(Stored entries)
-*-*-

PR #4149, opened 2026-07-15
Add `clean_multilingual_names` Sanitizer

### LINKED ISSUE #4125: Add sanitizer for multi-lingual names
In areas where multiple languages are spoken, OSM usually has a name tag which contains all the language variants. This can for example be seen in [Brussels](https://www.openstreetmap.org/relation/58274) not only in the name of the city itself but also on every street within the city. The language variants then appear again in separate language-specific name tags.

It would be nice to have a sanitizer which detects when a `name` tag only consists of a concatenation of names already present in language-specific name tags and removes the name in that case.

Note that the rules on how the names are concatenated are region-specific and can be complex. [This wiki page](https://wiki.openstreetmap.org/wiki/Multilingual_names) list some current practice. Essentially, there are four ways of concatenating: slash, hyphen, semicolon and simple space. Ideally the sanitizer can just deal with all of them. We definitely need lots of tests derived from examples on this site.

AyushDharDubey:
Closes #4125

## Summary
Adds a new sanitizer, `clean_multilingual_names`, to detect and remove redundant base name tags that are simple concatenations of language-specific tags.

Default delimiters used: ["/", " - ", " — " ";", " "].

## AI usage
Unit tests were extensively co-authored with AI assistance.

### DIFF
--- a/src/nominatim_db/tokenizer/sanitizers/clean_multilingual_names.py
+++ b/src/nominatim_db/tokenizer/sanitizers/clean_multilingual_names.py
@@ -1,0 +1,107 @@
+# SPDX-License-Identifier: GPL-3.0-or-later
+#
+# This file is part of Nominatim. (https://nominatim.org)
+#
+# Copyright (C) 2026 by the Nominatim developer community.
+# For a full list of authors see the git log.
+"""
+Sanitizer that removes name tags which are a simple concatenation of
+language-specific name tags.
+
+In areas where multiple languages are spoken, OSM often has a `name` tag
+which contains all language variants joined by a delimiter (e.g.
+``name=Rue du Marché aux Poulets - Kiekenmarkt``). These language variants
+also appear in separate tags like ``name:fr`` and ``name:nl``. The
+combined name is redundant and adds noise to the search index.
+
+This sanitizer detects when a bare ``name`` tag (i.e. one without a
+language suffix) consists entirely of a concatenation of names that are
+already present in language-specific name tags, and removes it. Exact
+duplicates are also considered redundant and removed, even when no
+concatenation is involved.
+
+Different delimiters used within a single name, i.e. ``Foo / Bar - Baz``
+is recognised as a concatenation as well. A trailing/leading delimiter is ignored, i.e.
+``- Foo - Bar - `` is still recognised.
+
+Arguments:
+    delimiters: A list of delimiter strings to try when checking if the
+                name is a concatenation.
+                (default: ``["/", "-", " "]``)
+
+    filter-kind: Define which 'kind' of names are considered for
+                 removal. Takes a string or list of strings where each
+                 string is a regular expression.
+                 (default: ``name``)
+"""
+import re
+from typing import Sequence
+
+from .base import ProcessInfo, SanitizerFunc
+from .config import SanitizerConfig
+
+
+def create(config: SanitizerConfig) -> SanitizerFunc:
+    """ Create a function to remove multilingual concatenated names.
+    """
+    delimiters: Sequence[str] = config.get_string_list('delimiters',
+                                                       ['/', '-', ' '])
+    filter_kind = config.get_filter('filter-kind', ['name'])
+
+    # Suffix having less than 4 letters before ending or being followed by a non-letter
+    # (eg. `name:en`, `name:fr-CA`, `name:zh-Hans`) is considered a valid language code.
+    illegal_lang_pattern = re.compile('(?:^[A-Za-z]{4,}.*)')
+
+    delim_alts = [r'\s*' + re.escape(d) + r'\s*' for d in delimiters]
+    delim_pattern = re.compile('(?:' + '|'.join(delim_alts) + ')')
+
+    def _is_concatenated(name_value: str, lang_names: set[str]) -> bool:
+        """ Check if name_value can be fully decomposed into values
+            from lang_names, optionally separated by delimiters.
+        """
+
+        lang_names_by_length = sorted(lang_names, key=len, reverse=True)
+        name_pattern = re.compile(
+            '(?:' + '|'.join(re.escape(n) for n in lang_names_by_length) + ')'
+        )
+
+        idx = 0
+        m = delim_pattern.match(name_value, idx)
+        if m:
+            idx = m.end()
+
+        while idx < len(name_value):
+            m = name_pattern.match(name_value, idx)
+            if not m:
+                return False
+            idx = m.end()
+
+            if idx < len(name_value):
+                m = delim_pattern.match(name_value, idx)
+                if not m:
+                    return False
+                idx = m.end()
+
+        return True
+
+    def _process(obj: ProcessInfo) -> None:
+        if not obj.names:
+            return
+
+        # Collect language-specific name values for each kind.
+        # A language-specific name has the same kind but a non-empty suffix.
+        lang_names_by_kind: dict[str, set[str]] = {}
+        for name in obj.names:
+            if name.suffix and not illegal_lang_pattern.match(name.suffix) \
+               and filter_kind(name.kind):
+                lang_names_by_kind.setdefault(name.kind, set()).add(name.name)
+
+        if not lang_names_by_kind:
+            return
+
+        obj.names = [name for name in obj.names
+                     if not (name.suffix is None
+                             and name.kind in lang_names_by_kind
+                             and _is_concatenated(name.name, lang_names_by_kind[name.kind]))]
+
+    return _process
--- a/test/python/tokenizer/sanitizers/test_clean_multilingual_names.py
+++ b/test/python/tokenizer/sanitizers/test_clean_multilingual_names.py
@@ -1,0 +1,221 @@
+# SPDX-License-Identifier: GPL-3.0-or-later
+#
+# This file is part of Nominatim. (https://nominatim.org)
+#
+# Copyright (C) 2026 by the Nominatim developer community.
+# For a full list of authors see the git log.
+"""
+Tests for the sanitizer that removes multilingual concatenated names.
+"""
+import pytest
+
+from nominatim_db.config import Configuration
+from nominatim_db.data.place_info import PlaceInfo
+from nominatim_db.tokenizer.place_sanitizer import PlaceSanitizer
+
+
+@pytest.fixture
+def run_sanitizer(def_config):
+    def _run(extra_args=None, **kwargs):
+        place = PlaceInfo({'name': {k.replace('_', ':'): v
+                                    for k, v in kwargs.items()},
+                           'country_code': 'be', 'rank_address': 26})
+
+        sanitizer_args = {'step': 'clean-multilingual-names'}
+        if extra_args:
+            sanitizer_args.update(extra_args)
+
+        PlaceSanitizer([sanitizer_args], def_config).process_names(place)
+
+        return sorted([(p.name, p.kind, p.suffix or '')
+                       for p in place.searchable_names])
+
+    return _run
+
+
+class TestDelimiter:
+    """ Test removal with some common delimiters used worlwide.
+    """
+
+    def test_hyphen_delimiter(self, run_sanitizer):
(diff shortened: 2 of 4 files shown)


test/python/tokenizer/sanitizers/test_clean_multilingual_names.py
```diff
@@ -0,0 +1,181 @@
...
+                            name_fi='Helsinki',
+                            name_sv='Helsingfors',
+                            name_hi='हेलसिंकी')
+
+        assert ('Helsinki ; Helsingfors; हेलसिंकी', 'name', '') not in res
+        assert ('Helsinki', 'name', 'fi') in res
+        assert ('Helsingfors', 'name', 'sv') in res
+        assert ('हेलसिंकी', 'name', 'hi') in res
+
+    def test_extra_whitespace_in_parts(self, run_sanitizer):
```
mtmail: Use the relevant languages in the key names, not fr (French), nl (Dutch).

test/python/tokenizer/sanitizers/test_clean_multilingual_names.py
```diff
@@ -0,0 +1,181 @@
...
+        be stripped before comparison."""
+        res = run_sanitizer(name='गढ़वा ;    Garhwa',
+                            name_fr='गढ़वा',
+                            name_nl='Garhwa')
+
+        assert ('गढ़वा ;    Garhwa', 'name', '') not in res
+        assert ('गढ़वा', 'name', 'fr') in res
+        assert ('Garhwa', 'name', 'nl') in res
+
+    def test_space_delimiter(self, run_sanitizer):
```
mtmail, line 62: same as above. The field names should match the language of the values. I think that's English and Hindi here.

test/python/tokenizer/sanitizers/test_clean_multilingual_names.py
```diff
@@ -0,0 +1,181 @@
...
+        res = run_sanitizer(name='Rue du Poulet - Unknown',
+                            name_fr='Rue du Poulet',
+                            name_nl='Kiekenstraat')
+
+        assert ('Rue du Poulet - Unknown', 'name', '') in res
+
+    def test_single_language_tag_exact_match(self, run_sanitizer):
+        """A name identical to the only language tag is not a concatenation of
+        multilingual parts."""
+        res = run_sanitizer(name='गढ़वा', name_en='गढ़वा')
```
mtmail: name_en should be Hindi I think

test/python/tokenizer/sanitizers/test_clean_multilingual_names.py
```diff
@@ -0,0 +1,181 @@
...
+        res = run_sanitizer(name='गढ़वा - Garhwa-گڑھوا',
+                            name_hi='गढ़वा',
+                            name_en='Garhwa',
+                            name_ur='گڑھوا')
+
+        assert ('गढ़वा - Garhwa-گڑھوا', 'name', '') not in res
+        assert ('गढ़वा', 'name', 'hi') in res
+        assert ('Garhwa', 'name', 'en') in res
+        assert ('گڑھوا', 'name', 'ur') in res
+
```
mtmail, line 50: Add test where each name also already contains a hyphen. Example: "Berchem-Sainte-Agathe - Sint-Agatha-Berchem" (https://www.openstreetmap.org/node/66194565)

test/python/tokenizer/sanitizers/test_clean_multilingual_names.py
mtmail: Actually, can you use this place as test? "Oran ⵡⴻⵀⵔⴰⵏ وهران" (https://www.openstreetmap.org/relation/1259187). Then we test 3 names and another right-to-left language. `ⵡⴻⵀⵔⴰⵏ` is https://en.wikipedia.org/wiki/Berber_languages

mtmail (commented):
Looks good and comprehensive.

Throughout please make sure the language in the field names matches the values. E.g. `         name_fr='गढ़वा',
                            name_nl='Garhwa')` is neither French or Dutch.

Please add emdash and endash as separator, too (https://en.wikipedia.org/wiki/Dash#Em_dash). It's probably rare to see them in real data, often a mistake by the mapper/editor.

test/python/tokenizer/sanitizers/test_clean_multilingual_names.py
AyushDharDubey: Thanks for the review, I will fix the test cases,

I was doubtful on this specific case, should we remove the name tag in this scenario, when the name is the same as the only language name present?

src/nominatim_db/tokenizer/sanitizers/clean_multilingual_names.py
```diff
@@ -0,0 +1,83 @@
...
+            if name.suffix and filter_kind(name.kind):
+                lang_names_by_kind.setdefault(name.kind, set()).add(name.name)
+
+        if not lang_names_by_kind:
+            return
+
+        new_names = []
+        for name in obj.names:
+            if name.suffix is None \
+               and filter_kind(name.kind) \
```
lonvia: That check isn't necessary. It is included in the next one due to how `lang_names_by_kind` is constructed.

test/python/tokenizer/sanitizers/test_clean_multilingual_names.py
```diff
@@ -0,0 +1,199 @@
...
+        assert ('Oran ⵡⴻⵀⵔⴰⵏ وهران', 'name', '') not in res
+        assert ('Oran', 'name', 'en') in res
+        assert ('ⵡⴻⵀⵔⴰⵏ', 'name', 'ber') in res
+        assert ('وهران', 'name', 'ar') in res
+        assert ('Аран', 'name', 'be') in res
+
+    def test_extra_whitespace_in_parts(self, run_sanitizer):
+        """Parts with leading/trailing whitespace after splitting should
+        be stripped before comparison."""
```
lonvia: Nitpicking: please follow the usual formatting convention for comments:

```
        """ Parts with leading/trailing whitespace after splitting should
            be stripped before comparison.
        """
```

Same problem with other comments below.

test/python/tokenizer/sanitizers/test_clean_multilingual_names.py
```diff
@@ -0,0 +1,199 @@
...
+        assert ('गढ़वा    Garhwa', 'name', '') not in res
+
+    def test_space_delimiter_multiword_name(self, run_sanitizer):
+        """A normal multi-word name should NOT be split and removed if its parts
+        don't exactly match the language-specific names."""
+        res = run_sanitizer(name='New York City',
+                            name_en='New York City',
+                            name_fr='Ville de New York')
+
+        assert ('New York City', 'name', '') not in res
```
lonvia, line 99: There is a somewhat unintended side effect demonstrated here: the non-suffixed name will also be deleted when it is simply exactly the same as another without being a concatenation. That should be okay (and actually might save a bit of processing down the line) but best to explicitly document it.

lonvia (commented):
Looks good in general. Seeing this in code I have some more thoughts on the choice of delimiters:

I don't agree with @mtmail on the inclusion of m-dashes. The sanitizer doesn't need to catch all cases, just the most frequent ones and each additional delimiter adds another round of splitting for every single name tag on the planet.

The semicolon delimiter is actually not needed. There is a sanitizer in place that splits the name tags on semicolon, which also solves the underlying problem.

The space delimiter will not work correctly when a name contains a space, e.g. in this case: https://www.openstreetmap.org/node/2289263602 I am a bit worried in general that the space delimiter will hit on all multi-word names. I wonder if it would be possible to change this to a special check which breaks the string according to the script. I don't think you can do something like that with regular expression but maybe it is possible to use the RuleBasedBreakIterator from the [ICU library](https://unicode-org.github.io/icu/userguide/boundaryanalysis/break-rules.html) to create custom rules to that end. We already have pyICU as a required dependency, so that would be fine to use.

AyushDharDubey:
> The space delimiter will not work correctly when a name contains a space, e.g. in this case: https://www.openstreetmap.org/node/2289263602 I am a bit worried in general that the space delimiter will hit on all multi-word names. I wonder if it would be possible to change this to a special check which breaks the string according to the script. I don't think you can do something like that with regular expression but maybe it is possible to use the RuleBasedBreakIterator from the [ICU library](https://unicode-org.github.io/icu/userguide/boundaryanalysis/break-rules.html) to create custom rules to that end. We already have pyICU as a required dependency, so that would be fine to use.


I'm not quite well versed in ICU, so I'll have to look into it. I could solve this using recursive calls with memoization, which I believe would be O(N^2) on length of the name?

lonvia:
Here is another idea using a completely different algorithm: build a regex from the localized names instead of putting them in a set: `(<name:de>)|(<name:fr>)|...`. Also build a similar regex of all configured delimiters. Now start matching the name regex at the beginning of the general name. When it matches, match the delimiter regex on the beginning of the reminder string. If it matches, you have the delimiter in use. Now continue to match name regex followed by delimiter until you reach the end.

This way, you don't need to care at all about the content of the local names. They can switch scripts, contain supported delimiters, etc. It'd still work.

src/nominatim_db/tokenizer/sanitizers/clean_multilingual_names.py
```diff
@@ -0,0 +1,98 @@
...
+        m = name_pattern.match(name_value, idx)
+        if not m:
+            return False
+        idx = m.end()
+
+        while idx < len(name_value):
+            m = delim_pattern.match(name_value, idx)
+            if not m:
+                return False
+            idx = m.end()
```
lonvia, line 71: Can you add a test for a name with delimiter at the end: `name:fr=Foo` + `name:es=Bar` + `name=Foo - Bar - `

I think it will come out right from reading that code. Just want to be sure Python doesn't raise an exception somewhere.

src/nominatim_db/tokenizer/sanitizers/clean_multilingual_names.py
```diff
@@ -0,0 +1,98 @@
...
+
+    def _process(obj: ProcessInfo) -> None:
+        if not obj.names:
+            return
+
+        # Collect language-specific name values for each kind.
+        # A language-specific name has the same kind but a non-empty suffix.
+        lang_names_by_kind: dict[str, set[str]] = {}
+        for name in obj.names:
+            if name.suffix and filter_kind(name.kind):
```
lonvia: Just a tiny bit of paranoia here: can you check that suffix doesn't follow the pattern `[A-Za-z]{4,}.*`, i.e has less than 4 letters before ending or being followed by a non-letter. OSM has a few strange suffixes that actually denote non-names, for example [`name:prefix` and `name:suffix`](https://wiki.openstreetmap.org/wiki/Key:name:prefix). They might cause false positives together with the space delimiter.

lonvia (commented):
Nice. Depending on how fast Python is with regex compilation this should be faster as well.

The one major change to the previous version is that now different delimiters can be mixed. I can't think of a case right now where this would lead to additional problems. It might still be a good idea to document it because it is not entirely expected.

Two tiny comments, then this would be good to go.

lonvia:
Oh, I forgot: lets add this directly into the list of [default sanitizers](https://github.com/osm-search/Nominatim/blob/master/settings/sanitizers.yaml). I'd say before `split-name-list`.

src/nominatim_db/tokenizer/sanitizers/clean_multilingual_names.py
AyushDharDubey: This specific regex would allow suffixes similar to `name:1ab` too, but I don't think that should pose an issue.

lonvia: Yeah, I should have been more precise: `^[A-Za-z]{4,}.*`. I keep thinking in Python `match()` terms which matches the beginning.

lonvia:
Looks good, and seems to work well on a Brussels extract. Thanks for bearing with me.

-*-*-

*What to produce*. Find the lines that mention "appear" in the entries and show them.

*Result of the task*.
In areas where multiple languages are spoken, OSM usually has a name tag which contains all the language variants. This can for example be seen in [Brussels](https://www.openstreetmap.org/relation/58274) not only in the name of the city itself but also on every street within the city. The language variants then appear again in separate language-specific name tags.
+also appear in separate tags like ``name:fr`` and ``name:nl``. The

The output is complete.